# Rewrite kronecker product of identity plus something

I'm working on trying to find a way to get the eigen-values of a complicated matrix but all the original elements themselves are either block-diagonal (as in, all blocks are the same also) or some simple repeated matrix. Computationally, I see a pattern of repeated eigen-values that makes me think I could write them in a more analytical form. I'm however getting into issues because there's a $$I_n - D$$ like term that's making it troublesome for me. This question is a smaller piece from this though.

Just to be clear on some notation. Let $$J_k = 1_k1_k'$$ be the square matrix of size $$k$$ of all 1s. Let $$A$$ and $$B$$ be square matrices of size $$c$$; $$A,B\in\mathbb{R}^{c \times c}$$.

Is there anyway to rewrite the following sum of kronecker products in such a way that find eigen-values would be "simple"?

$$\left( I_k \otimes A \right) + \left(J_k \otimes B \right)$$

where all matrix multiplication is possible. I think if it's possible it has something to do with a clever way of making $$I_k$$ and $$J_k$$ look more similar to each other but I haven't been able to think of anything.

Specifically in my case $$A$$ and $$B$$ have some similar structure in that $$A=Z'WZ$$ and $$B=Z'WCZ$$ but any points on the more general problem may be helpful.

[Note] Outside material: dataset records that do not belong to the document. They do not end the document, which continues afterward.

PR #304, opened 2025-02-27
Enable generating empty prompts

mwawrzos:
When the genai-perf is called with such arguments:
```bash
genai-perf profile \
    --endpoint-type vision \
    --synthetic-input-tokens-mean 0 \
    --synthetic-input-tokens-stddev 0 \
    --image-width-mean 2048 \
    --image-width-stddev 0 \
    --image-height-mean 1648 \
    --image-height-stddev 0 \
    --image-format png \
    ...
```
The genai-perf still produces 1-token prompts.
This MR fixes this issue.

### DIFF
--- a/genai-perf/genai_perf/inputs/retrievers/synthetic_prompt_generator.py
+++ b/genai-perf/genai_perf/inputs/retrievers/synthetic_prompt_generator.py
@@ -61,7 +61,7 @@ class SyntheticPromptGenerator:
             )
 
         num_prompt_tokens = max(
-            1, int(random.gauss(prompt_tokens_mean, prompt_tokens_stddev))
+            0, int(random.gauss(prompt_tokens_mean, prompt_tokens_stddev))
         )
 
         return cls._generate_prompt(tokenizer, num_prompt_tokens)


genai-perf/genai_perf/inputs/retrievers/synthetic_prompt_generator.py
matthewkotila, line 1: This might be a naive question, but what's the value-add of benchmarking with empty prompts?

Is this a common LLM user scenario?

Generally, the mission of GenAI-Perf is to simulate real-world user scenarios regarding generative AI/LLMs, and benchmark the performance of those simulated scenarios.

mwawrzos: With this setting the prompt, but still the image can be generated - let me add this to the description, as my example looks confusing without this.
We are currently testing with genai-perf a model that uses OpenAI API, but has specific constraints.
The model accepts only inputs with image_url input, and the prompt part must be empty or missing.

matthewkotila: Ah gotcha--so some other input is used--makes sense.

debermudez:
I have to double check the unit tests, then I can approve.

dyastremsky:
@nv-hwoo originally wrote that code, so want to tag him to ensure he didn't see anything previously that would be an issue with setting it to 0 instead of 1.

@debermudez, someone needs to run the CI for these changes as well. And ideally write unit tests since 0 is an edge case that can create problems.

nv-hwoo:
@dyastremsky I'll run the CI / add unit test for this

nv-hwoo:
Mirror PR (#305) has been merged. Closing this PR.

PR #306, opened 2025-02-28
Add synthetic support for multi-turn

dyastremsky:
Add synthetic support for multi-turn benchmarking

**Example run commands**

Start a server:
```docker run -it --net=host --rm --gpus=all vllm/vllm-openai:latest --model TinyLlama/TinyLlama-1.1B-Chat-v1.0  --dtype float16 --max-model-len 1024```

**Run GenAI-Perf:**
```genai-perf profile -m TinyLlama/TinyLlama-1.1B-Chat-v1.0 --service-kind openai --endpoint-type chat --num-sessions 10 --session-concurrency 5 --session-turns-mean 2 --session-turns-stddev 0 --session-turn-delay-mean 1000 --session-turn-delay-stddev 5 --synthetic-input-tokens-mean 50 --tokenizer TinyLlama/TinyLlama-1.1B-Chat-v1.0 --output-tokens-mean 50 --num-prefix-prompts 3 --prefix-prompt-length 15```

--session-concurrency enables multi-turn benchmarking
--session-turn-delay-X args set the turn delay distribution (mean, stddev)
--session-turns-X args set the turn distribution (mean, stddev)
--num-prefix-prompts and --prefix-prompt-length set the system prompt parameters. The number of prefix prompts determines the size of the prefix prompt pool. The prefix prompts are only prepended for the first turn in a session.

**Screenshot:**
image

### CODE REVIEW

**Comment by dyastremsky** [comment]
I checked that both multi-turn and stateless modes run. In multi-turn, I have briefly validated the timestamps for the turns.

We recently added the new config files, so I'll need to figure out how those work to add these in the right place and fix the broken config unit test. (CC: @nv-braf) Otherwise, this pull request is ready to polish, review, and merge. I'll add CI testing separately.

**Comment by dyastremsky** [comment]
> I checked that both multi-turn and stateless modes run. In multi-turn, I have briefly validated the timestamps for the turns.
> 
> We recently added the new config files, so I'll need to figure out how those work to add these in the right place and fix the broken config unit test. (CC: @nv-braf) Otherwise, this pull request is ready to polish, review, and merge. I'll add CI testing separately.

It looks like it should go into [this file](https://github.com/triton-inference-server/perf_analyzer/blob/main/genai-perf/genai_perf/config/input/config_command.py) to add it to the config, but I think it'll require some thought into which categories to put these into. Or whether to create a ConfigSessions dataclass.

@nv-braf, I'll sync with you offline tomorrow. We want to get this in soon. It might generally also be good to create a short guide for folks on how we can add new args with the new config option.

File: genai-perf/genai_perf/parser.py [hunk 1]
```diff
@@ -1056,11 +1066,50 @@ def _add_profile_args(parser):
 def _add_session_args(parser):
     session_group = parser.add_argument_group("Session")
 
+    session_load_management_group = session_group.add_mutually_exclusive_group(
```
dyastremsky, line 1069: I might create a separate load management category, since there should only be one of --request-concurrency, --request-rate, --session-concurrency, and --session-rate ever selected. That will improve documentation and error checking, plus it will be more native to ArgParse.

genai-perf/genai_perf/inputs/retrievers/synthetic_data_retriever.py
```diff
@@ -40,57 +41,108 @@
...
-                    row.texts.append(prompt)
-
-                for _ in range(self.config.batch_size_image):
-                    image = SyntheticImageGenerator.create_synthetic_image(
-                        image_width_mean=self.config.image_width_mean,
-                        image_width_stddev=self.config.image_width_stddev,
-                        image_height_mean=self.config.image_height_mean,
-                        image_height_stddev=self.config.image_height_stddev,
-                        image_format=self.config.image_format,
+            data_rows = self._generate_data_rows(use_prefix_prompts)
```
debermudez, line 57: This reads really nicely. Nice clean up here.

genai-perf/genai_perf/parser.py
```diff
@@ -300,6 +300,16 @@ def _check_goodput_args(args):
     return args
 
 
+def _check_session_args(args):
+
+    if args.num_sessions:
+        if args.session_concurrency is None:
```
debermudez, line 306: Why not default to 1 for `session_concurrency`?
Trying to fail early to notify the user?

genai-perf/genai_perf/parser.py
debermudez: Agree 100%. Lets get this in, but we will need to expand the load_management groups soon.

genai-perf/genai_perf/parser.py
```diff
@@ -1056,11 +1066,51 @@ def _add_profile_args(parser):
...
+    )
+
+    session_group.add_argument(
+        "--session-turns-mean",
+        type=int,
+        default=ic.DEFAULT_SESSION_TURNS_MEAN,
+        help="The mean number of turns per session.",
+    )
+
+    session_group.add_argument(
```
debermudez, line 1109: You kept them alphabetized. 👨🏼‍🍳 💋

genai-perf/genai_perf/parser.py
dyastremsky: Great question! I want to avoid default logic right now, because we might end up requiring this anyway after Brian's config PR goes through. If we create a mutually-exclusive load management group, then one of them will be required. So I'm trying to avoid instituting something that will break in the next couple of weeks.

debermudez: Got it. That works for me.

debermudez (approved):

genai-perf/README.md
```diff
@@ -633,9 +633,35 @@ export file is `profile_export.json`, the genai-perf file will be exported to
...
 
+##### `--num-sessions`
+
+The number of sessions to simulate. This is used when generating synthetic
+session data. (default: `0`)
+
 ##### `--session-concurrency <int>`
 
-The number of concurrenct sessions to benchmark. (default: `None`)
+The number of concurrent sessions to benchmark. This must be specified
```
rmccorm4, line 643: Why not reuse --concurrency arg instead of adding new --session-concurrency?

dyastremsky: This is how Perf Analyzer does it, so we need to maintain parity across. I think this is a good point, but right now, without this arg, PA (and GAP) would have no way of the user is benchmarking in sessions mode unless we add another argument (e.g. -`--session-mode`).

Tagging @matthewkotila, who may be able to speak to the rationale on the PA side and whether this is a good future direction.

rmccorm4: num_sessions >= 1 or num_session_turns >=2 would also imply session / multi-turn mode right?

dyastremsky: Yes. But there would be no way to know that benchmarking mode is session-based for the new payload retriever (`--input-file payload:<file_path>`). It can be used for fixed schedule or multi-turn. It allows the user to provide data for specific payloads.

dyastremsky: GAP needs to pass PA --fixed-schedule for fixed schedule benchmarking and --session-concurrency for session benchmarking.

PR #312, opened 2025-03-04
Improve schedule delay UX by adding delay tolerance

matthewkotila:


src/request_rate_worker.cc
```diff
@@ -136,7 +137,8 @@ RequestRateWorker::SleepIfNecessary()
   std::chrono::nanoseconds wait_time = next_timestamp - current_timestamp;
 
   bool delayed = false;
-  if (wait_time.count() < 0) {
+  if (wait_time < std::chrono::nanoseconds::zero() &&
+      std::chrono::abs(wait_time) > delay_tolerance_) {
```
matthewkotila, line 141: This function determines if an about-to-be-sent request is late/delayed.

A request is considered late if the current time since the start of the benchmark is past the request's intended send timestamp.

Because of how the scheduling logic is written, the "start time" of the benchmark is recorded slightly before this function.

This naturally causes an expected small delay since computers are not instantaneous.

Before this PR, if a user specified that they wanted a request to send at timestamp 0, PA would anecdotally/empirically take around 0.1-0.8 milliseconds to go from the [place](https://github.com/triton-inference-server/perf_analyzer/blob/f51dcdb3332946df462c5d5106620013d03f16db/src/request_rate_manager.cc#L283) where the timestamp for the start of the benchmark is recorded to this spot in the code. Again, this is just due to computers not being instantaneous.

The proposed solution is to implement a delay tolerance.

I figured 1ms delay tolerance was fine. For the fixed schedule mode, 1ms is the smallest granularity they can use for the provided schedule, anyway.

src/request_rate_worker.h
```diff
@@ -115,6 +116,8 @@ class RequestRateWorker : public LoadWorker, public IScheduler {
     ctx->SetNumActiveThreads(num_threads_);
   }
 
+  const std::chrono::milliseconds delay_tolerance_{1};
```
matthewkotila, line 119: This could eventually be a user option, but I want to keep it fixed until someone asks otherwise.

dyastremsky (approved):
Great work!

PR #315, opened 2025-03-05
Fix hash blocks generation for the payload retriever

dyastremsky:
Previously, when using the payload retriever, the hash blocks would generate full blocks for every hash ID. On the last one, it would check the number of tokens left. This could lead to some hash blocks being less than the block size. It could lead to issues like this:

image

This PR changes the code to generate a full hash block for every hash ID. If there are still more tokens to get, then get that number of tokens from the hash block.

After changes:
image

### DIFF
--- a/genai-perf/genai_perf/inputs/retrievers/synthetic_prompt_generator.py
+++ b/genai-perf/genai_perf/inputs/retrievers/synthetic_prompt_generator.py
@@ -119,7 +119,6 @@ class SyntheticPromptGenerator:
             )
 
         start_idx = random.randrange(cls._corpus_length)
-
         end_idx = start_idx + num_tokens
         prompt_tokens = cls._tokenized_corpus[start_idx:end_idx]
         if end_idx > cls._corpus_length:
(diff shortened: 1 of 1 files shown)


genai-perf/genai_perf/inputs/retrievers/synthetic_prompt_generator.py
```diff
@@ -175,17 +174,25 @@ def _generate_prompt_with_token_reuse(
...
+                # To ensure that the prompt doesn't merge chunks, we pop the
+                # last token and insert the bos token at the beginning. Length
+                # is maintained and the prompt generates the expected number
+                # of tokens.
                 prompt_tokens = cls._generate_prompt_tokens(size_to_use)
                 prompt_tokens.pop(-1)
                 prompt_tokens.insert(0, tokenizer.bos_token_id())
                 cls._cache[hash_index] = prompt_tokens
-            final_prompt.extend(cls._cache[hash_index])
+            if num_tokens < 0:
```
matthewkotila, line 186: When would this happen, tho?

Would this still produce an error causing L0_genai_perf_fixed_schedule to fail? Just with a different message?

dyastremsky: This should never happen. I'm adding it as a safeguard. I just updated the message to hopefully make this clearer.

genai-perf/genai_perf/inputs/retrievers/synthetic_prompt_generator.py
```diff
@@ -175,17 +174,25 @@ def _generate_prompt_with_token_reuse(
...
+                # of tokens.
                 prompt_tokens = cls._generate_prompt_tokens(size_to_use)
                 prompt_tokens.pop(-1)
                 prompt_tokens.insert(0, tokenizer.bos_token_id())
                 cls._cache[hash_index] = prompt_tokens
-            final_prompt.extend(cls._cache[hash_index])
+            if num_tokens <= 0:
+                raise ValueError(
+                    "Internal error: number of tokens should never be negative."
+                )
```
rmccorm4, line 189: nit: error message says negative, but if statement includes zero case

dyastremsky: Thanks for catching this. I was updating the error message in response to feedback above and accidentally added this.

genai-perf/genai_perf/inputs/retrievers/synthetic_prompt_generator.py
matthewkotila: How does this PR avoid producing an error in a test?

You've added two if statements that cover all set of possible cases, with the bad case still producing it's own error.

matthewkotila: Oh wait, the special sauce is the fact that

```python
            final_prompt.extend(cls._cache[hash_index])
```

lives inside of the good if-case now instead of always happening--is that why this fixes the test?

dyastremsky: I aimed to make it clean. :D Compared to before, a few things are happening things:
- Every hash block gets a full block allocated to it.
- After each block gets created, we add the block (or the remaining tokens, whichever is smaller) to the prompt, then update the number of remaining tokens.
- If there are no more tokens requested, then we don't append them to the prompt.

matthewkotila (approved):

dyastremsky:
Thank you @matthewkotila and @rmccorm4 for the reviews. Closing in favor of the new PR https://github.com/triton-inference-server/perf_analyzer/pull/316/files, which is aligned with requirements that have been communicated (specifically, that the input_length must be equal to the number of hash_blocks - 1 + (1-hash_size)).

PR #319, opened 2025-03-05
Improve input sequence length accuracy for hash ID blocks

dyastremsky:
Filter corpus to include only alphanumeric characters with one space between words. In testing against a large dataset, this proved to work for combining hash ID blocks in the synthetic prompt retriever.

This keeps our corpus as representative as possible without resulting in unexpected token counts when concatenating texts (allowing punctuation or other characters still results in token counts being off).


debermudez (commented):
This is consistent with what was discussed earlier. Waiting on final approval from @IzzyPutterman

dyastremsky:
Closing. Looks like the current main branch does better on the larger dataset.

debermudez (dismissed):

nicolasnoble (approved):

PR #323, opened 2025-03-08
3x faster default synthetic text data generation

nv-hwoo:
By default, we are generating synthetic images along with synthetic prompts even when they are not used. This is negligible when the number of data entries is small (<1000) but quickly becomes noticable when the data entries become large (10k+).

With the change, we see almost **3x faster** synthetic data generation when the number of data entries is set to 10k.
```bash
# before
time genai-perf profile -m model--service-kind openai --endpoint-type chat --num-dataset-entries 10000

real    0m55.109s
user    1m1.694s
sys     0m4.018s

# after
time genai-perf profile -m model --service-kind openai --endpoint-type chat --num-dataset-entries 10000

real    0m18.526s
user    0m25.557s
sys     0m3.508s
```


genai-perf/genai_perf/inputs/retrievers/synthetic_data_retriever.py
```diff
@@ -105,44 +112,49 @@ def _generate_stateless_entries(self, use_prefix_prompts: bool) -> List[DataRow]
...
+            row.images = self._generate_images()
             data_rows.append(row)
 
         return data_rows
 
-    def _create_data_row(
-        self, use_prefix_prompts: bool, session_id: str = ""
-    ) -> DataRow:
-        row = DataRow(texts=[], images=[], optional_data={}, payload_metadata={})
+    def _create_data_row(self, session_id: str = "") -> DataRow:
```
debermudez, line 122: why did you take the work out of create_data_row()?

genai-perf/genai_perf/inputs/retrievers/synthetic_data_retriever.py
```diff
@@ -105,44 +112,49 @@ def _generate_stateless_entries(self, use_prefix_prompts: bool) -> List[DataRow]
...
-        return SyntheticImageGenerator.create_synthetic_image(
-            image_width_mean=self.config.image_width_mean,
-            image_width_stddev=self.config.image_width_stddev,
-            image_height_mean=self.config.image_height_mean,
-            image_height_stddev=self.config.image_height_stddev,
-            image_format=self.config.image_format,
-        )
+    def _generate_prompts(self, use_prefix_prompts: bool) -> List[str]:
+        prompts = []
+        for _ in range(self.config.batch_size_text):
```
debermudez, line 131: why did you unfold the list comprehension into a for loop?

genai-perf/genai_perf/inputs/retrievers/synthetic_data_retriever.py
```diff
@@ -105,44 +112,49 @@ def _generate_stateless_entries(self, use_prefix_prompts: bool) -> List[DataRow]
...
+
+            prompts.append(prompt)
+        return prompts
+
+    def _generate_images(self) -> List[str]:
+        """
+        Generate synthetic images if the image width and height are specified.
+        """
+        images = []
+        if self._include_image:
```
debermudez, line 149: i am not sure so i want your opinion here.
why do the if check here as opposed to outside the method call in _generate_prompts()

debermudez (commented):
mostly questions. 
Code is solid

genai-perf/genai_perf/inputs/retrievers/synthetic_data_retriever.py
nv-hwoo: Because the function name and it's actual behavior has a mismatch. It says create the data row but it's actually creating data row _AND_ generating prompts.

genai-perf/genai_perf/inputs/retrievers/synthetic_data_retriever.py
nv-hwoo: We have multiple places that needs this functionality (since I took it out of `_create_data_row`). It's easier & more readable to call it as a function than list comprehensions.

genai-perf/genai_perf/inputs/retrievers/synthetic_data_retriever.py
nv-hwoo: I just think it's easier to avoid mistakes when the callee takes care of these simple checks. Let's say in the future, we want to call `self._generate_images` in `_generate_multi_turn_sessions`, or somewhere else in the code. Every time we call this function, the caller doesn't need to remember to add `if` statement to avoid unnecessary image data generation. Same for audio data generation once we have one.

genai-perf/genai_perf/inputs/retrievers/synthetic_data_retriever.py
debermudez: I personally agree that for loops are easier to read. However, list comprehensions are more pythonic, so we should get used to reading them, if only to ensure they are an option for us and we dismiss them out of hand.

If you are using the underlying data in multiple locations, i agree the for loop in a method makes more sense.

genai-perf/genai_perf/inputs/retrievers/synthetic_data_retriever.py
debermudez: I think you are highlighting the tradeoffs well. 
I went back and forth on whether the if should be in the caller or callee. There are reasons for either approach.
Ultimately, i think its a style conclusion, and we should just try to remain consistent.

debermudez (approved):

PR #19, opened 2021-04-18
Discord support

TurtIeSocks:
- Passport.js
- Discord strategy
- Discord oauth methods (thanks @versx / MapJS )
- MySQL Sessions
- Dynamic database selection
- First migration for users table, more to come
- Initial login page to show to unauthorized users. More to come.
- Discord Perms now set the default filters & load the ui elements available to them from the backend
- Updated config example/default
- Added some defaults for db stuff
- Dynamic importing for each category of map items
- New function to capitalize/split camel case words
- Combined user/settings into one request
- Updated yarn scripts for properly starting dev/prod environments


server/src/services/session-store.js
```diff
@@ -0,0 +1,58 @@
...
+  return results.length < config.maxSessions
+}
+
+const clearOtherSessions = async (userId, currentSessionId) => {
+  const results = await Session.query()
+    .where(raw(`json_extract(data, '$.passport.user.id') = '${userId}'`))
+    .andWhere('session_id', '!=', currentSessionId)
+    .delete()
+  console.log('[Session] Clear Result:', results)
+}
```
versx, line 52: This is some sexy code...

server/src/services/ui.js
```diff
@@ -0,0 +1,36 @@
...
+      }
+    }
+    if (key === 'gyms') {
+      filterItems.gyms = {}
+      const secondary = ['gyms', 'raids']
+
+      for (let i = 0; i < secondary.length; i += 1) {
+        if (filters[secondary[i]]) filterItems.gyms[secondary[i]] = true
+      }
+    }
```
versx, line 31: What do you think about using a switch instead of the multiple if statements?

TurtIeSocks: Good call, I always forget about switch!

PR #71, opened 2021-06-08
Mad support

TurtIeSocks:
- Adds Full MAD Support 
- PVP Sliders are disabled for MAD, for now
- dbSelection function to proper check what each kind of db is and what it's being used for
- Moved a lot of queries to the respective models and out of the `schema.js` file
- Add en-gb language file
- Fix level filtering
- Existing RDM users should make sure to add a `type` key to their schemas added in their config


server/src/configs/default.json
```diff
@@ -23,7 +23,8 @@
       "quests": false,
       "raids": false,
       "nests": false
-    }
+    },
+    "weatherHistoryDays": 3
```
versx, line 27: :feelslapras: Weather History _Days_????

TurtIeSocks: 😅 couldn't think of a better key name. Thank you for the reminder though to add to the PR notes!

versx (approved):

server/src/configs/default.json
versx: 🤔 Hmm good point, not really sure what you would call it, maybe  `weatherCellScanTimeLimit` possibly or sometime similar? Just throwing random names out here.

TurtIeSocks: Probably makes sense to have `limit` in there somewhere at the very least.

PR #78, opened 2021-06-09
Adds Optional Discord Array

TurtIeSocks:
- Can add specific categories to this array that allows users to view those categories without having to login to Discord, even when Discord is enabled.
- `false` on each perm now makes it not viewable even if there are perms in the role array
- Logout button can now be a login button if the user is not logged in
- Logout/Login button does not appear if discord is disabled

### DIFF
--- a/server/src/configs/config.example.json
+++ b/server/src/configs/config.example.json
@@ -68,6 +68,7 @@
       }
     }  
   },
+  "alwaysEnabledPerms": [],
   "discord": {
     "enabled": false,
     "logChannelId": "",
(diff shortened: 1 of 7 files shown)


lenisko:
> Can add specific roles to this array that allows users to view those categories without having to login to Discord, even when Discord is enabled.

Wat? 😂

TurtIeSocks:
> > Can add specific roles to this array that allows users to view those categories without having to login to Discord, even when Discord is enabled.
> 
> Wat? 😂

Rip. Fixed 😰

PR #85, opened 2021-06-11
SQL Area Restrictions

TurtIeSocks:
Adds SQL Area Restrictions for:
- Devices
- Gyms
- Nests
- Pokemon
- Pokestops
- S2 Scan Cells
- Spawnpoints
- Unlimited number of rules can be set in the config

Partially authored by @Len for MapJS.

Co-Authored-By: Jakub <10072920+lenisko@users.noreply.github.com>

### DIFF
--- a/server/src/configs/config.example.json
+++ b/server/src/configs/config.example.json
@@ -81,6 +81,16 @@
     "allowedGuilds": [],
     "blockedGuilds": [],
     "allowedUsers": [],
+    "areaRestrictions": {
+      "rule1": {
+          "roles": [],
+          "areas": []
+      },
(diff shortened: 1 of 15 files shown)


lenisko (approved):
Had one freeze/crash which I couldn't track due to the lack of debug logs 🤔but been working just fine after rebuild.
Aside one commented line of code can't see anything "bad" in code. As it's beta I would push it for general use, so maybe we'll get more feedback. Proposed change in configuration looks good to me, object keys been unused before and in case we'll need some naming, we can just put it inside array objects.

Good job overall!

versx (approved):

PR #86, opened 2021-06-11
Add option to offset raid boss/egg/quest rewards on markers

Petap0w:
Adds advanced config options to allow offsetting the raid boss/egg on gym marker, and the quest reward on pokestop marker.
This gives option to replace the icon set and have markers nicely arranged.
Example with :
```
      "iconModifiers": {
        "gyms": {
          "offsetX": 0.2,
          "offsetY": 0.3
        },
        "pokestops": {
          "offsetX": 0.2,
          "offsetY": 0.1,
          "sizeMultiplier": 0.7
        }
      }
```
Capture d’écran 2021-06-11 à 10 19 40
Capture d’écran 2021-06-11 à 10 33 01

### DIFF
--- a/server/src/configs/default.json
+++ b/server/src/configs/default.json
@@ -95,6 +95,17 @@
         "lg": 2,
         "xl": 3
       }
+    },
+    "iconOffsets": {
+      "gyms": {
+        "offsetX": 0,
+        "offsetY": 0
+      },
+      "pokestops": {
+        "offsetX": 0,
+        "offsetY": 0,
+        "sizeMultiplier": 0
+      }
     }
   },
   "clientSideOptions": {
@@ -123,7 +134,7 @@
       "glow": [
         {"name": "Hundo", "perm": "iv", "num": 100, "value": "#ff1744", "op": "=" },
         {"name": "Top 3 Ranks", "perm": "pvp", "num": 3, "value": "#0000ff", "op": "<=" },
-        {"name": "Multiple", "perm": "pvp", "value": "#800080" }    
+        {"name": "Multiple", "perm": "pvp", "value": "#800080" }
       ]
     },
     "wayfarer": {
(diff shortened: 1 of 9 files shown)


server/src/configs/default.json
```diff
@@ -75,13 +75,18 @@
         "sm": 20,
         "md": 35,
         "lg": 50,
-        "xl": 65
+        "xl": 65,
+        "offsetX": 0,
+        "offsetY": 0
```
TurtIeSocks, line 80: We should add offsets to the specific icon packs instead of in the universal sizes section. This will be different for every icon set, which can be changed on the client side so even if you get these dialed in perfectly for whatever set *you* prefer, maybe your users prefer the other icons and will now not be aligned properly.

server/src/configs/default.json
```diff
@@ -75,13 +75,18 @@
...
       },
       "pokestops": {
         "sm": 15,
         "md": 25,
         "lg": 35,
-        "xl": 45
+        "xl": 45,
+        "offsetX": 0,
+        "offsetY": 0,
+        "sizeMultiplier": 0
```
TurtIeSocks, line 89: Same as above.

TurtIeSocks (changes requested):
Moving offsets to the icons section (where the URLs are) provides a lot more flexibility for users to choose what iconset they want and ensures that they are all properly aligned. It will be a little more work to get that data translated to the frontend but not too bad. I would recommend using a format like this to make sure the "category" keys on the frontend align with th esame keys:

```json
"icons": {
  "Default": {
    "path": "https://mygod.github.io/pokicons/v2",
    "offsets": {
      "pokestops": {
         "x": 0,
         "y": 0
      },
      "gyms": {
         "x": 0,
         "y": 0
      }
    }
  }
}
```

PR #88, opened 2021-06-12
Allow enable/disable of item in advanced filters by click on image

Petap0w:


TurtIeSocks (changes requested):
This works perfectly fine but one small nitpick. Since the onclick function is the same, I would prefer if we moved it to its own function, then called it on both the Icon and the Img, to reduce repeat code, see below:
Screen Shot 2021-06-12 at 12 02 45 PM

PR #92, opened 2021-06-14
Makes location accuracy circle overlay a config setting

Petap0w:
When sharing connection there is sometimes a large location accuracy circle overlay which makes the map content not really visible.


TurtIeSocks (changes requested):
I don't think we should remove it entirely as this seems like a smaller use case than those who don't share mobile connections. I would suggest, at most, we reduce the opacity. 
```js
  const locateOptions = {
    keepCurrentZoomLevel: true,
    circleStyle: { fillOpacity: 0.05 },
    strings: {
      title: t('useMyLocation'),
    },
    onActivate: () => { },
  }
```
Alternatively, put it in Settings.

lenisko:
Settings ++

lenisko:
I think that client side switch would make more sense. Sorry for not pointing it before... @TurtIeSocks ?

Petap0w:
when you don't have gps issues you won't even have this circle, and when you have gps problems you'll want it off to see the map (and accuracy is not really an important information anyways when using the map, you'll just want the screen to be centered "around" your location when clicking on location button so you don't have to scroll).

lenisko:
For me it happens quite often that I lose a location on the map (thank you Android) so it's nice to have. Making it client side setting users would be able to decide whatever they need this or not at the current time. For starter maybe @TurtIeSocks solution to make it more transparent?

server/src/configs/default.json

There is a "smaller" piece earlier of the form $$I_{kc} - J_k \otimes D$$, $$D\in\mathbb{R}^{c\times c}$$, that if I had some other way to rewrite might make the later things simpler.

Edit:

I guess consequently that I'm asking about how to "simplify" the eigen-values of a block-matrix of the form

$$\begin{pmatrix} A & A + B \\ A + B & A \end{pmatrix}$$

which I don't think exists. Perhaps I've answered myself that the solution is "no" but maybe there's something else I'm missing.